Coherent X-ray scattering (CXS) techniques are capable of interrogating dynamics of nano- to mesoscale materials systems at time scales spanning several orders of magnitude. However, obtaining accurate theoretical descriptions of complex dynamics is often limited by one or more factors—the ability to visualize dynamics in real space, computational cost of high-fidelity simulations, and effectiveness of approximate or phenomenological models. In this work, we develop a data-driven framework to uncover mechanistic models of dynamics directly from time-resolved CXS measurements without solving the phase reconstruction problem for the entire time series of diffraction patterns. Our approach uses neural differential equations to parameterize unknown real-space dynamics and implements a computational scattering forward model to relate real-space predictions to reciprocal-space observations. This method is shown to recover the dynamics of several computational model systems under various simulated conditions of measurement resolution and noise. Moreover, the trained model enables estimation of long-term dynamics well beyond the maximum observation time, which can be used to inform and refine experimental parameters in practice. Finally, we demonstrate an experimental proof-of-concept by applying our framework to recover the probe trajectory from a ptychographic scan.
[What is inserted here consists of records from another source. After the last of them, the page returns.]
PR #1379, opened 2019-02-18
add HashTransaction

gravityblast:
This PR adds a method `HashTransaction` use to validate a transaction and geneeate its hash. 
The hash will be sent to the keycard to be signed, and the signature will be sent to `SendTransactionWithSignature`.

### DIFF
--- a/transactions/transactor.go
+++ b/transactions/transactor.go
@@ -27,13 +27,12 @@ const (
 )
 
 type ErrBadNonce struct {
-	nonce       uint64
-	localNonce  uint64
-	remoteNonce uint64
+	nonce         uint64
+	expectedNonce uint64
 }
 
 func (e *ErrBadNonce) Error() string {
-	return fmt.Sprintf("bad nonce %d. local nonce: %d, remote nonce: %d", e.nonce, e.localNonce, e.remoteNonce)
+	return fmt.Sprintf("bad nonce. expected %d, got %d", e.expectedNonce, e.nonce)
 }
 
 // Transactor validates, signs transactions.
@@ -93,17 +92,7 @@ func (t *Transactor) SendTransactionWithSignature(args SendTxArgs, sig []byte) (
 	signer := types.NewEIP155Signer(chainID)
 
 	tx := t.buildTransaction(args)
-
-	var (
-		localNonce  uint64
-		remoteNonce uint64
-	)
-
 	t.addrLock.LockAddr(args.From)
-	if val, ok := t.localNonce.Load(args.From); ok {
-		localNonce = val.(uint64)
-	}
-
 	defer func() {
 		// nonce should be incremented only if tx completed without error
 		// and if no other transactions have been sent while signing the current one.
@@ -113,15 +102,13 @@ func (t *Transactor) SendTransactionWithSignature(args SendTxArgs, sig []byte) (
 		t.addrLock.UnlockAddr(args.From)
 	}()
 
-	ctx, cancel := context.WithTimeout(context.Background(), t.rpcCallTimeout)
-	defer cancel()
-	remoteNonce, err = t.pendingNonceProvider.PendingNonceAt(ctx, args.From)
+	expectedNonce, err := t.getTransactionNonce(args)
 	if err != nil {
 		return hash, err
 	}
 
-	if tx.Nonce() != localNonce || tx.Nonce() != remoteNonce {
-		return hash, &ErrBadNonce{tx.Nonce(), localNonce, remoteNonce}
+	if tx.Nonce() != expectedNonce {
+		return hash, &ErrBadNonce{tx.Nonce(), expectedNonce}
 	}
 
 	signedTx, err := tx.WithSignature(signer, sig)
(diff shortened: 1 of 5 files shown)


transactions/transactor.go
```diff
@@ -165,6 +145,82 @@ func (t *Transactor) SendTransactionWithSignature(args SendTxArgs, sig []byte) (
 	return signedTx.Hash(), nil
 }
 
+func (t *Transactor) HashTransaction(args SendTxArgs) (validatedArgs SendTxArgs, hash gethcommon.Hash, err error) {
```
dshulyak, line 129: i think it introduces several concurrency issues
- two concurrent transactions generated with this method will use same nonce
- local nonce won't get incremented if transaction generated with this method is submitted on chain

gravityblast: @dshulyak you are right, but in this specific case status-react will:

1 - call `HashTransaction`
2 - let the keycard sign the hash
3 - call `SendTransactionWithSignature`

Step 3 will increment the nonce. 
In theory from the app UI you won't be able to do anything else between step 1 and 3.
And also, `SendTransactionWithSignature` checks if the transaction that we are sending has the expected nonce, otherwise it fails, so we shouldn't have problems.

adambabik: Regarding concurrent `HashTransaction` calls with the same address, won't `t.addrLock.LockAddr(args.From)` prevent from using the same nonce?

EDITED: ok, I see the problem. They don't need to be concurrent actually to use the same nonce.

transactions/transactor.go
```diff
@@ -165,6 +145,82 @@ func (t *Transactor) SendTransactionWithSignature(args SendTxArgs, sig []byte) (
...
+	defer func() {
+		t.addrLock.UnlockAddr(args.From)
+	}()
+
+	var localNonce uint64
+	if val, ok := t.localNonce.Load(args.From); ok {
+		localNonce = val.(uint64)
+	}
+
+	var nonce uint64
```
adambabik: I would extract:
```go
func (t *Transactor) getTxNonce() {
    var (
        localNonce uint64
        nonce uint64
    )

    if val, ok := t.localNonce.Load(args.From); ok {
        localNonce = val.(uint64)
    }

    ctx, cancel := context.WithTimeout(context.Background(), t.rpcCallTimeout)
    defer cancel()
    nonce, err = t.pendingNonceProvider.PendingNonceAt(ctx, args.From)
    if err != nil {
        return validatedArgs, hash, err
    }
    // if upstream node returned nonce higher than ours we will use it, as it probably means
    // that another client was used for sending transactions
    if localNonce > nonce {
        nonce = localNonce
    }

    return nonce
}
```
Interesting that we don't use nonce from `SendTxArgs`.

Getting gas price and gas can also be extracted to separate method. They look the same here and in `validateAndPropagate`.

transactions/transactor.go
adambabik: Generally, I think that the flow with the keycard is fine. It's on the caller to make sure it does not execute concurrent transactions using `HashTransaction`.

dshulyak: >  ok, I see the problem. They don't need to be concurrent actually to use the same nonce.

why?

as i understand nonce is incremented in another operation called `SendTransactionWithSignature`, so the concurrency issue that i mentioned is a following one:
- HASH tx1
- HASH tx2
- SendTransactionWithSignature tx1
- SendTransactionWithSignature tx2

both tx1 and tx2 will use same nonce

i don't mind if whole flow is controlled by a client, btw there is no way to wait for this `2 - let the keycard sign the hash` in status-go?

gravityblast: yes you are right, it would be a problem meaning that tx1 and tx2 would have the same nonce but 
 SendTransactionWithSignature would fail with the second one. 
But as we said the process is managed by the client so from the UI you won't be able to do anything in between

transactions/transactor.go
gravityblast: I'll refactor it, I'm not sure if we want to touch the other methods right now since they are used from SendTransaction though.

gravityblast:
@adambabik  I'm going to refactor the method you mentioned, what about code climate? it says to refactor `buildTransaction` because it has 7 args but refactoring it would actually make it less readable I think

transactions/transactor.go
adambabik: We can do it in another PR but then let's create a GH issue.

adambabik:
@gravityblast alternatively, you can just create a struct that will represent all params passed to that method.

gravityblast:
yeah that's actually the struct used in that method, I'll see if there's another simple way to do it

gravityblast:
@adambabik I updated the code adding those small refactoring and changing some functions to make codeclimate happy.

transactions/transactor.go
dshulyak: yes, i understood that from the first comment :). and i have no issues with that. i was mostly trying to clarify why @adambabik said that tx's don't need to be concurrent

adambabik (approved):
LGTM!

Should we create a task to remove duplicated code (getting gas and gas price, for example) in `SendTransactionWithSignature` and `validateAndPropagate`?

gravityblast:
@adambabik I created an issue for that https://github.com/status-im/status-go/issues/1387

Our proposed framework bridges the wide existing gap between approximate models and complex data.

Abstract Image

数据驱动的时间分辨相干散射动态发现
相干 X 射线散射(CXS)技术能够在跨越几个数量级的时间尺度上探测纳米到中尺度材料系统的动态。然而,获得复杂动力学的精确理论描述往往受到一个或多个因素的限制--真实空间中可视化动力学的能力、高保真模拟的计算成本以及近似或现象模型的有效性。在这项工作中,我们开发了一种数据驱动框架,可直接从时间分辨 CXS 测量中发现动力学机理模型,而无需解决整个衍射图样时间序列的相位重建问题。我们的方法使用神经微分方程对未知实空间动力学进行参数化,并实施计算散射前向模型,将实空间预测与倒易空间观测联系起来。结果表明,这种方法能在各种测量分辨率和噪声模拟条件下恢复多个计算模型系统的动态。此外,训练有素的模型能够估算出远超过最长观测时间的长期动态,可用于在实践中提供信息和完善实验参数。最后,我们通过应用我们的框架来恢复探针的轨迹,展示了一个实验性的概念验证。我们提出的框架弥补了近似模型与复杂数据之间的巨大差距。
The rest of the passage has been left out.